La Conquête pèse encore lourd sur le Québec

Le député Dorion présentait sa 24e conférence : «La Conquête et ses conséquences de 1759 à aujourd’hui» devant une cinquantaine de participants à un brunch. Il doit en présenter trois autres à travers le Québec en prélude au 250e anniversaire de la prise de Québec de septembre 1759 et de Montréal l’année suivante.

Lors de la première partie, «L’empire français des Amériques», Jean Dorion passe en revue l’économie de cet empire basée sur le commerce de fourrure et qui s’étendait de la Louisiane jusqu’au Manitoba en passant par les Grands Lacs. Il aborde ensuite les modèles de gouvernements ainsi que sa population.

En deuxième partie, il aborde la Conquête, notamment les batailles décisives : les Plaines d’Abraham avec la capitulation de Québec ainsi que la mort des deux généraux rivaux,Wolfe et Montcalm, en plus de la Bataille de Sainte-Foy qui aura été fatale pour les Anglais.

Décapitation sociale

La dernière et troisième partie de la conférence aborde les conséquences de la Conquête pour le Québec. D’abord un impact démographique avec une chute de population de 51% entre 1755 à 1762 en plus d’autres conséquences d’ordre psychologique, linguistique, mais surtout socio-économique.

Citant Maurice Séguin et Michel Brunet il parle de «la décapitation sociale de la société conquise». Il s’agit pour les sociologues du remplacement de l’élite économique francophone (canadienne ou française), par une élite anglaise, qui va rester étrangère à la langue et à la culture du pays.

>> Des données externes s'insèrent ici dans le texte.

PR #3013, opened 2021-04-09
Add conf file path for rh-mongodb34 to mongod_conf

Rohan21Lobo:
/etc/opt/rh/rh-mongodb34/mongod.conf has same YAML format as of rh-mongodb26

### DIFF
--- a/insights/parsers/mongod_conf.py
+++ b/insights/parsers/mongod_conf.py
@@ -1,13 +1,15 @@
 """
-MongodbConf - files ``/etc/mongod.conf``, ``/etc/mongod.conf`` and ``/etc/opt/rh/rh-mongodb26/mongod.conf``
-===========================================================================================================
+MongodbConf - files - Configuration files for MongoDB
+=====================================================
 
 This module contains the following files:
     ``/etc/mongod.conf``,
     ``/etc/mongodb.conf`` ,
-    ``/etc/opt/rh/rh-mongodb26/mongod.conf``.
+    ``/etc/opt/rh/rh-mongodb26/mongod.conf``
+    ``/etc/opt/rh/rh-mongodb34/mongod.conf``
 
-They are provided by package mongodb-server or rh-mongodb26-mongodb-server.
+They are provided by package mongodb-server, rh-mongodb26-mongodb-server or
+rh-mongodb34-mongodb-server.
 These MongoDB configuration files may use the **YAML** format
 or the standard **key-value pair** format.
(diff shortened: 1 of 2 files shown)


insights/parsers/mongod_conf.py
```diff
@@ -1,13 +1,15 @@
 """
-MongodbConf - files ``/etc/mongod.conf``, ``/etc/mongod.conf`` and ``/etc/opt/rh/rh-mongodb26/mongod.conf``
-===========================================================================================================
+MongodbConf - files ``/etc/mongod.conf``, ``/etc/mongod.conf``, ``/etc/opt/rh/rh-mongodb26/mongod.conf`` and ``/etc/opt/rh/rh-mongodb34/mongod.conf``
+=====================================================================================================================================================
```
xiangce, line 3: Better make the title a brief introduction of the parser, but not to reflect each of the files, the following doc will do that in detail.

e.g.
```
MongodbConf - files - Configuration files for MongDB
```

insights/specs/default.py
```diff
@@ -595,7 +595,8 @@ def md_device_list(broker):
     mongod_conf = glob_file([
                             "/etc/mongod.conf",
                             "/etc/mongodb.conf",
-                            "/etc/opt/rh/rh-mongodb26/mongod.conf"
+                            "/etc/opt/rh/rh-mongodb26/mongod.conf",
```
huali027, line 598: @Rohan21Lobo, from https://access.redhat.com/support/policy/updates/rhscl-rhel7,
 I found rh-mongodb26 is already retired, I think we can delete it. How do u think?

Rohan21Lobo: I think RHUI 3 still uses mongodb26. Don't have an instance to check as of now.

insights/parsers/mongod_conf.py
Rohan21Lobo: Done, Please review.

xiangce: NIT: Sorry for the original typo, but it should be `MongoDB`

insights/specs/default.py
xiangce: Yeap, it doesn't hurt to keep it here even `26` is retired.

insights/parsers/mongod_conf.py
Rohan21Lobo: Fixed . ;) I copied blindly

PR #3015, opened 2021-04-12
Update spec "postgresql_conf" and "postgresql_log"

huali027:
* Remove unsupported poggresql conf and log path
* remove the path which is only supported in sosreport to sos_archive


huali027:
@xiangce, please help to review, thanks.

xiangce (approved):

Jean Dorion évoque enfin l’impact politique de la Conquête jusqu’à aujourd’hui. Même s’il y a eu des transformations, des évolutions ou des modifications dans le système qui régit le Québec dans le Canada, le député croit que «les grands paramètres sont toujours les mêmes au fond. On est devenu une minorité dans le nouveau système».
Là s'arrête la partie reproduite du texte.